You can use a snippet. Define it in global configuration file:
# enable global config in caddy service
environment:
CADDY_DOCKER_CADDYFILE_PATH: /config/Caddyfile.globals
CADDY_DOCKER_PROCESS_CADDYFILE: "true"
BASE_DOMAIN: # null means "pick from the .env file"
(rproxy) {
{args[0]}.{env.BASE_DOMAIN} {
reverse_proxy {args[1:]}
}
}
services:
foo:
<<: *default
# ....
labels:
caddy: import rproxy foo "{{upstreams 8080}}"
I used this in the past. Pros:
This approach is better if you have to throw more labels at your containers (for example if you use pawelmalak/flame
, benphelps/homepage
or something similar.
You can combine snippets and cryptic go-templates.
Disclaimer: I haven't tried this one. I use what I described in the first part, because I like autogenerated config to be more verbose
(rproxy) {
{args[0]}.{env.BASE_DOMAIN} {
reverse_proxy {args[1:]}
}
}
x-labels:
- &simple_expose
caddy: import rproxy {{ index .Labels "com.docker.compose.service" }} {{ (index .Ports 0).PrivatePort | upstreams }}
It should work like this, or maybe with some quotes thrown here or there.
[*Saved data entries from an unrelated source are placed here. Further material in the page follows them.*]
PR #745, opened 2025-02-23
Make NameSpecification and its element ExpressibleByStringLiteral

natecook1000:
This simplifies declaring alternate names by allowing just a string representation of an option or flag name. The string is parsed to split on spaces, and then validates that each name has either a one or two dash prefix and is ASCII only.

Existing style:

```swift
@Flag(name: [.customLong("hex-output"), .customShort("x")])
var hexadecimalOutput = false
```

New style:

```swift
@Flag(name: "--hex-output -x")
var hexadecimalOutput = false
```

### Checklist


natecook1000:
@rgoldberg No, we don't have any of that validation in place. There's a certain degree of self-enforcement in place, in that things will just not work properly if you do things like defining an option with a space in its name. But we should add some of that, and can be more stringent in this case, since it's a new behavior.

dickoff:
Can one combine styles here? For instance this to achieve both `--hex-output` and `-x`?
```swift
@Flag(name: ["-x", .long])
var hexOutput = false
```

rauhul:
should this be a variadic or an array instead? e.g.
```
@Option(name: "--foo", "-f", more-args: ...)
@Option(name: ["--foo", "-f"], more-args: ...)
```

natecook1000:
@rauhul As designed right now, you can specify a group as either a space-delimited string or with string elements in an array. To @dickoff's question, you can also mix and match, since both the `NameSpecification` type and its elements are `ExpressibleByStringLiteral`.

i think hes trying to archive something similar to OrbStack witch would be awesome as a plugin, this is how i landed here
That's not supported (and I'm not sure it would be possible anyway).
The problem is the port number that a container is exposing it not known. So automatically proxying is not possible without some configuration.
@francislavoie We can retrieve the exposed port numbers and use the first one, right? Of course, unexposed ports won't be found. I'd like to filter on "network" as well. In my case, I add all my proxied containers to the network "proxynetwork".
docker container ls --format "table {{.ID}}\t{{.Names}}\t{{.Ports}}\t{{.Networks}}" -a
i think hes trying to archive something similar to OrbStack witch would be awesome as a plugin, this is how i landed here
@kiwina I just looked at this, and this is exactly what I want.
In the end, I could make a custom "docker monitor" and have it add the labels manually, but ideally, this would be done by this service since it's already doing something similar.
I'd like to have a default reverse proxy entry for any container on the
{containername}.local.co
, with the port that's exposed, if there's only one (if multiple it's to be added manually). Is this possible?This would make my life so much more easy when installing new containers for local use only. Then I could make the public ones available by manually adding labels on the domains that I'd like to use.